Task prompt: Note each line in the data holding the string "mikaell" and report it.

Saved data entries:
------------------------------------------------------------------------

PR #2496, opened 2021-04-01
Feature configparse 210401

mikaell:
Redoing the work from home…

PR #2581, opened 2021-04-28
Test saved case/individual keys on case load -- Automatic tests --

northwestwitch:
When loading a case using `scout load case` command:

- Check that reference key values are saved in case document
- Check that reference key values are saved in case individuals

**OBS: keys used in these test are those saved when loading a demo case, and might not be comprehensive of all possible keys that are saved when loading a real case**. That is a much bigger task. This PR is just a start, meant to help finding and fixing missing keys when loading cases with pydantic (#2496).

These tests are different from case parsing tests because:
- tests here are checking that key/values exist after loading from yaml file (using the command line).
- parsing tests are testing the specific values parsed for a number of keys (far from all possible keys) receiving a config file as input, thus skipping the initial load case command (and the pydantic validation).

**How to test**:
1. Automatic tests

**Expected outcome**:

**Review:**
- [ ] code approved by
- [x] tests executed by pytest


northwestwitch:
@mikaell in this PR I've fixed a couple of tests to fail if the expected keys are not found (both in case and case individuals) when loading cases with the command line. 
The idea was to help fixing the issues on your PR. You could be a reviewer of this if you have time!

mikaell:
> @mikaell in this PR I've fixed a couple of tests to fail if the expected keys are not found (both in case and case individuals) when loading cases with the command line.
> The idea was to help fixing the issues on your PR. You could be a reviewer of this one if you have time!

Hi,
I kinda get the idea for this test. But to me it seems to include a too wide range of internal functionality. Wouldn't it be better to test that the case-object created is OK as early on as possible. Before writing it the the database (because that should always be the same independent of case-object creation).

northwestwitch:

------------------------------------------------------------------------

Expected output:
mikaell:
@mikaell in this PR I've fixed a couple of tests to fail if the expected keys are not found (both in case and case individuals) when loading cases with the command line. 
mikaell:
> @mikaell in this PR I've fixed a couple of tests to fail if the expected keys are not found (both in case and case individuals) when loading cases with the command line.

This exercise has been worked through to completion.